Table 9 Comparison of the classification performance of the proposed method and the previous literature for Ninapro DB2.

Like time-domain feature extraction and EMD-based techniques, VMD also has some limitations. VMD fails to separate the DC component of the signal, resulting in a feature vector that cannot recognize inputs with high non-stationarity. This can occur due to the sudden onset of a movement30. Another drawback of the study is that the suggested feature vector uses SVD, which works based on variance. This can lead to discarding helpful information in cases where variance is not directly related to predictive power.

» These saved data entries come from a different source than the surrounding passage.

PR #341, opened 2025-06-25
feat: Add ResourceLink

bzsurbhi:
Implement `ResourceLink` as defined in the [spec](https://github.com/modelcontextprotocol/modelcontextprotocol/blob/main/schema/2025-06-18/schema.ts#L666)

## Motivation and Context
Adds a missing `ResourceLink` type from the most recent specification version

## How Has This Been Tested?
Added unit tests

## Breaking Changes
None

## Types of changes

- [ ] Documentation update

## Checklist

### DIFF
--- a/mcp/src/main/java/io/modelcontextprotocol/spec/McpSchema.java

In addition to the Hudgins time-domain feature set, the new time-domain feature sets from the LibEMG open-source EMG feature extraction library, with a specific focus on LS4 (MFL, MSR, WAMP, LS), and LS9 set (MAV, ZC, SSC, WL, RMS, IAV, DASDV, VAR), have also been implemented. The performance of the LS4 and LS9 feature sets was evaluated using the same datasets (Dataset 1, DB2, DB3, DB8) and classifiers (SVM, KNN, DT, RF), as illustrated in Table 10.

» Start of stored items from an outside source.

PR #347, opened 2025-06-28
feat: add ping functionality to MCP server exchanges

tzolov:
- Add ping() method to McpAsyncServerExchange that sends ping requests to clients
- Add ping() method to McpSyncServerExchange as synchronous wrapper
- Add OBJECT_TYPE_REF constant for ping response type handling
- Create McpSyncServerExchangeTests.java with full test coverage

Table 10 Classification accuracies of LS4 and LS9 feature sets across four datasets (Dataset1, DB2, DB3, DB8) using SVM, KNN, DT, and RF classifiers.

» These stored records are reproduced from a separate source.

PR #357, opened 2025-06-30
feat: add structured output support for MCP tools

tzolov:
- Add JsonSchemaValidator interface and DefaultJsonSchemaValidator implementation
- Extend Tool schema to support outputSchema field for defining expected output structure
- Add structuredContent field to CallToolResult for validated structured responses
- Implement automatic validation of tool outputs against their defined schemas
- Add comprehensive test coverage for structured output validation scenarios
- Add json-schema-validator and json-unit-assertj dependencies for validation and testing
- Update McpServer builders to accept custom JsonSchemaValidator instances
- Ensure backward compatibility with existing tools without output schemas

This PR implements **compulsory server-side validation** for MCP tools with output schemas, adding support for JSON schema validation of tool outputs according to the MCP specification. Tools can now define output schemas that are automatically validated on the server side, ensuring structured responses conform to expected formats before being sent to clients.
Spec Reference: https://modelcontextprotocol.io/specification/2025-06-18/server/tools#structured-content

## Motivation and Context

The MCP specification requires that **servers** with tools that have output schemas must provide structured results that conform to those schemas. This change implements that **mandatory server-side validation requirement** by:
- Enabling tools to define expected output structure via JSON schemas
- Automatically validating tool responses against their defined schemas **on the server side**
- Providing clear error messages when validation fails
- Ensuring backward compatibility with existing tools

## How Has This Been Tested?

Test coverage has been added across all server transport implementations:

- `WebFluxSseIntegrationTests.java` - Added 4 new test methods for structured output validation
- `WebMvcSseIntegrationTests.java` - Added 4 new test methods for structured output validation
- `HttpServletSseServerTransportProviderIntegrationTests.java` - Added 4 new test methods for structured output validation
- `McpSchemaTests.java` - Added 5 new test methods for Tool schema serialization/deserialization with output schemas

## Breaking Changes

**No breaking changes.** This is a backward-compatible addition:
- Existing tools without output schemas continue to work unchanged
- New `outputSchema` and `structuredContent` fields are optional
- Default `JsonSchemaValidator` is provided automatically for server-side validation
- All existing APIs maintain their current behavior

## Types of changes

- [ ] Documentation update

## Checklist

## Additional context

**Implementation Details:**
- Added `JsonSchemaValidator` interface with `DefaultJsonSchemaValidator` implementation using `json-schema-validator` library
- Extended `Tool` record with optional `outputSchema` field
- Extended `CallToolResult` record with optional `structuredContent` field
- Implemented `StructuredOutputCallToolHandler` wrapper that validates outputs automatically **on the server side**
- Added comprehensive test utilities using `json-unit-assertj` for JSON assertions

**Design Decisions:**
- **Server-side validation** is performed automatically when tools have output schemas defined
- Invalid outputs are converted to error responses with descriptive messages **before being sent to clients**
- Structured content is also serialized to text content for backward compatibility
- Custom `JsonSchemaValidator` implementations can be provided via builder methods
- Validation only occurs for tools that explicitly define output schemas
- This implements the **compulsory server-side validation** requirement from the MCP specification

**Dependencies Added:**
- `json-schema-validator` (1.5.7) for JSON schema validation on the server
- `json-unit-assertj` for enhanced JSON testing capabilities

**Scope:**
This PR focuses exclusively on **server-side validation** as required by the MCP specification. Client-side validation is not included in this implementation.

### DIFF
--- a/mcp-spring/mcp-spring-webmvc/src/test/java/io/modelcontextprotocol/server/WebMvcSseIntegrationTests.java
+++ b/mcp-spring/mcp-spring-webmvc/src/test/java/io/modelcontextprotocol/server/WebMvcSseIntegrationTests.java
@@ -45,6 +45,10 @@ import static org.assertj.core.api.Assertions.assertThat;
 import static org.assertj.core.api.Assertions.assertThatExceptionOfType;
 import static org.awaitility.Awaitility.await;
 import static org.mockito.Mockito.mock;
+import static net.javacrumbs.jsonunit.assertj.JsonAssertions.assertThatJson;
+import static net.javacrumbs.jsonunit.assertj.JsonAssertions.json;
+
+import net.javacrumbs.jsonunit.core.Option;
 
 class WebMvcSseIntegrationTests {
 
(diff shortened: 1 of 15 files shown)


mcp-spring/mcp-spring-webmvc/src/test/java/io/modelcontextprotocol/server/WebMvcSseIntegrationTests.java
```diff
@@ -862,4 +866,242 @@ void testInitialize() {
...
+			assertThat(response).isNotNull();
+			assertThat(response.isError()).isFalse();
+
+			// In WebMVC, structured content is returned properly
+			if (response.structuredContent() != null) {
+				assertThat(response.structuredContent()).containsEntry("result", 5.0)
+					.containsEntry("operation", "2 + 3")
+					.containsEntry("timestamp", "2024-01-01T10:00:00Z");
+			}
+			else {
```
pantanurag555, line 923: Question: Didn't quite understand why this is necessary since we are hardcoding the structured content in the above result.

mcp/pom.xml
```diff
@@ -83,6 +83,15 @@
 			<artifactId>reactor-core</artifactId>
 		</dependency>
 
+		<!-- Json validator dependency.
```
pantanurag555: Comment doesn't seem right since this will always be a dependency for the default implementation.

mcp/src/main/java/io/modelcontextprotocol/server/McpAsyncServer.java
```diff
@@ -303,6 +311,134 @@ public Mono<Void> addTool(McpServerFeatures.AsyncToolSpecification toolSpecifica
...
+					// {}", e.getMessage());
+					// return new CallToolResult(
+					// "Failed to parse text content as structured content: " +
+					// e.getMessage(), true);
+					// }
+
+					// }
+					// }
+					return new CallToolResult(
+							"Tool call with non-empty outputSchema must have a result with structured content", true);
```
pantanurag555: Suggestion: Error message could be reworded for the client. Something like "Response missing structured content which is expected when calling tool with non-empty outputSchema"

mcp/src/main/java/io/modelcontextprotocol/server/DefaultJsonSchemaValidator.java
```diff
@@ -0,0 +1,82 @@
...
+
+			// Convert structured content in reult to JsonNode
+			JsonNode jsonStructuredOutput = this.objectMapper.valueToTree(structuredContent);
+
+			// Validate outputSchema against structuredContent
+			Set<ValidationMessage> validationResult = jsonSchema.validate(jsonStructuredOutput);
+
+			// Check if validation passed
+			if (!validationResult.isEmpty()) {
+				logger.warn("Validation failed: structuredContent does not match tool outputSchema. "
```
pantanurag555: Suggestion: Since we already have validation failed in the error StructuredOutputCallToolHandler, maybe we can omit it in this message.

mcp/src/main/java/io/modelcontextprotocol/server/McpAsyncServer.java
```diff
@@ -303,6 +311,134 @@ public Mono<Void> addTool(McpServerFeatures.AsyncToolSpecification toolSpecifica
...
+					logger.warn("Tool call with non-empty outputSchema MUST have a result with structured content");
+					// if (!Utils.isEmpty(result.content())) {
+					// // TODO If the tesult.content() contains json text we can try to
+					// // convert it into a structured content (Experimental)
+					// var tc = result.content().stream().filter(c -> c instanceof
+					// McpSchema.TextContent).findFirst();
+					// if (tc.isPresent()) {
+					// try {
+					// Map<String, Object> structuredOutput = new
+					// ObjectMapper().readValue(
```
LucaButBoring: If we do implicitly convert here, we should reuse the `ObjectMapper` between operations, since `ObjectMapper` instances have internal caches and are fairly expensive memory-wise.

mcp/src/main/java/io/modelcontextprotocol/server/McpAsyncServer.java
```diff
@@ -303,6 +311,134 @@ public Mono<Void> addTool(McpServerFeatures.AsyncToolSpecification toolSpecifica
...
+				// If an output schema is provided, servers MUST provide structured
+				// results that conform to this schema.
+				// https://modelcontextprotocol.io/specification/2025-06-18/server/tools#output-schema
+				if (result.structuredContent() == null) {
+					logger.warn("Tool call with non-empty outputSchema MUST have a result with structured content");
+					// if (!Utils.isEmpty(result.content())) {
+					// // TODO If the tesult.content() contains json text we can try to
+					// // convert it into a structured content (Experimental)
+					// var tc = result.content().stream().filter(c -> c instanceof
+					// McpSchema.TextContent).findFirst();
```
LucaButBoring: Ambivalent on this, I think it's surprising behavior with nontrivial overhead - IMO we should just pass through the raw result and allow consumers to migrate on their own.

I assume this is a mirror of converting `structuredOutput` into a `TextContent` block, but I think it's too expensive to justify.

mcp/src/main/java/io/modelcontextprotocol/server/DefaultJsonSchemaValidator.java
```diff
@@ -0,0 +1,82 @@
...
+			// Create JsonSchema validator
+			ObjectNode schemaNode = (ObjectNode) this.objectMapper
+				.readTree(this.objectMapper.writeValueAsString(schema));
+
+			// Set additional properties to false if not specified in the schema
+			if (!schemaNode.has("additionalProperties")) {
+				schemaNode.put("additionalProperties", false);
+			}
+
+			JsonSchema jsonSchema = JsonSchemaFactory.getInstance(SpecVersion.VersionFlag.V202012)
```
LucaButBoring: Worth peeking inside to see what this is doing, in case it's worth caching this as a field.

mcp/src/main/java/io/modelcontextprotocol/server/DefaultJsonSchemaValidator.java
```diff
@@ -0,0 +1,82 @@
...
+ * provides methods to validate structured content against a JSON schema. It uses the
+ * NetworkNT JSON Schema Validator library for validation.
+ *
+ * @author Christian Tzolov
+ */
+public class DefaultJsonSchemaValidator implements JsonSchemaValidator {
+
+	private static final Logger logger = LoggerFactory.getLogger(DefaultJsonSchemaValidator.class);
+
+	private ObjectMapper objectMapper = new ObjectMapper();
```
LucaButBoring: nit: assigned value here appears redundant with default constructor

mcp/pom.xml
tzolov: yes, this comment is incorrect. 
I'm conscious of adding new dependencies to the MCP core. Initially I thought we could make it optional, but that would require moving the DefaultJsonSchemaValidator to a separate module or using reflection magic. This feels like overkill for now - we can always refactor later if needed.

mcp/src/main/java/io/modelcontextprotocol/server/McpAsyncServer.java
tzolov: agree. Thats why I commented it out but forgot to remove it.

mcp/src/main/java/io/modelcontextprotocol/server/DefaultJsonSchemaValidator.java
tzolov: The topic of schema caching is important. 
I will add some basic support.

mcp/src/main/java/io/modelcontextprotocol/server/McpAsyncServer.java
```diff
@@ -303,6 +311,107 @@ public Mono<Void> addTool(McpServerFeatures.AsyncToolSpecification toolSpecifica
...
+				if (result.structuredContent() == null) {
+					logger.warn(
+							"Response missing structured content which is expected when calling tool with non-empty outputSchema");
+					return new CallToolResult(
+							"Response missing structured content which is expected when calling tool with non-empty outputSchema",
+							true);
+				}
+
+				// Validate the result against the output schema
+				var validation = this.jsonSchemaValidator.validate(outputSchema, result.structuredContent());
```
tzolov, line 364: I wonder if we need to make the sever json schema validation optional?
Would validation enabled by default have some regression impact on existing MCP server implementations?

mcp/src/main/java/io/modelcontextprotocol/server/DefaultJsonSchemaValidator.java
```diff
@@ -0,0 +1,169 @@
...
+	}
+
+	public DefaultJsonSchemaValidator(ObjectMapper objectMapper) {
+		this.objectMapper = objectMapper;
+		this.schemaFactory = JsonSchemaFactory.getInstance(SpecVersion.VersionFlag.V202012);
+		this.schemaCache = new ConcurrentHashMap<>();
+	}
+
+	@Override
+	public ValidationResponse validate(Map<String, Object> schema, Map<String, Object> structuredContent) {
```
tzolov: Maybe we should extend the signature to include an unique `schemaName`.  Then we can expose a method `purgeCache(schemaName)` or similar

mcp/src/main/java/io/modelcontextprotocol/server/DefaultJsonSchemaValidator.java
```diff
@@ -0,0 +1,169 @@
...
+public class DefaultJsonSchemaValidator implements JsonSchemaValidator {
+
+	private static final Logger logger = LoggerFactory.getLogger(DefaultJsonSchemaValidator.class);
+
+	private final ObjectMapper objectMapper;
+
+	private final JsonSchemaFactory schemaFactory;
+
+	// TODO: Implement a strategy to purge the cache (TTL, size limit, etc.)
+	private final ConcurrentHashMap<String, JsonSchema> schemaCache;
```
tzolov: Maybe some simple, interval based purge all strategy would be good enough.

mcp/src/main/java/io/modelcontextprotocol/server/McpAsyncServer.java
pantanurag555: There shouldn't be any regression since none of the existing servers will have tools with output schemas.

tzolov:
I moved the JsonSchemaValidator classes from server to spec package. So we can reuse them for other validation cases.

mcp/src/main/java/io/modelcontextprotocol/server/McpAsyncServer.java
LucaButBoring: I can see a niche use case for making it optional, for example if you're writing an MCP server proxy and want to force the upstream server to handle validation instead.

Also think it's fine to enable by default.

mcp/src/main/java/io/modelcontextprotocol/server/McpServer.java
```diff
@@ -624,6 +629,20 @@ public AsyncSpecification objectMapper(ObjectMapper objectMapper) {
...
+		/**
+		 * Sets the JSON schema validator to use for validating tool and resource schemas.
+		 * This ensures that the server's tools and resources conform to the expected
+		 * schema definitions.
+		 * @param jsonSchemaValidator The validator to use. Must not be null.
+		 * @return This builder instance for method chaining
+		 * @throws IllegalArgumentException if jsonSchemaValidator is null
+		 */
+		public AsyncSpecification jsonSchemaValidator(JsonSchemaValidator jsonSchemaValidator) {
+			Assert.notNull(jsonSchemaValidator, "JsonSchemaValidator must not be null");
```
LucaButBoring, line 641: nit: might be nice to add `@Nullable` and then use the JetBrains `@Contract` annotation in the `Assert` class to have control flow-aware null warnings in the IDE. Not urgent or required though.

tzolov:
@LucaButBoring , @pantanurag555 , apart of the @Nullable annotations (which we can address in a separate PR) are there any outstanding remarks with this PR?

LucaButBoring:
Sorry for the delay, catching up on things (was out of town for the past week) - I gave everything another look and it looks good as-is.

Cache purging is something we should still keep track of, but I think we can push that to a follow-up PR tracked on the roadmap, since changing schema should be a very rare use case.

tzolov:
Thanks you @LucaButBoring 

Rebasing and resolving the origin/main conflicts was involving. For a references here is a branch with the conflict resolution changes:
https://github.com/tzolov/mcp-java-sdk/tree/add-tool-structured-ouput-with-server-validation-2

tzolov:
Rebased, squashed, resolved conflicts and merged at 8a2f97f1b1995880c492159dd1b4c50266d0b579

mcp/src/main/java/io/modelcontextprotocol/server/McpAsyncServer.java
```diff
@@ -303,6 +312,107 @@ public Mono<Void> addTool(McpServerFeatures.AsyncToolSpecification toolSpecifica
...
+			return tools;
+		}
+
+		return tools.stream().map(tool -> withStructuredOutputHandling(jsonSchemaValidator, tool)).toList();
+	}
+
+	private static McpServerFeatures.AsyncToolSpecification withStructuredOutputHandling(
+			JsonSchemaValidator jsonSchemaValidator, McpServerFeatures.AsyncToolSpecification toolSpecification) {
+
+		if (toolSpecification.call() instanceof StructuredOutputCallToolHandler) {
```
YunKuiLu, line 401: This 'call' field is already deprecated. Should we change it to use the 'callHandler' field here?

The proposed SVD-VMD spectro-temporal technique consistently achieves higher accuracies, thereby highlighting the robustness and superiority of the proposed spectro-temporal approach. This reinforces that while LS4 and LS9 represent an essential evolution beyond Hudgins’ features, they are still limited by their inability to capture the full non-stationary and spectro-temporal characteristics of EMG signals.

In the future, the proposed model will be deployed in real time, and the number of classification movements will be increased to achieve a robust RS for the rehabilitation of amputees and individuals with congenitally missing upper limbs. Furthermore, the aim is to investigate the effect of the regularization factor alpha for VMD, segment size, and sampling frequency on classification accuracy for the proposed feature vector.

Conclusion

This study proposes a new spectro-temporal feature set to enhance the implementation of rehabilitation systems. Thus, the study recommends a more stable algorithm for feature extraction utilizing Singular Value Decomposition (SVD) rather than permutation entropy to address the volatile nature of entropy. Variational Mode Decomposition (VMD) and Singular Value Decomposition (SVD) were implemented, yielding a new feature vector that provides temporal and spectral information about EMG signals, resulting in improved classification accuracy for myoelectric control systems.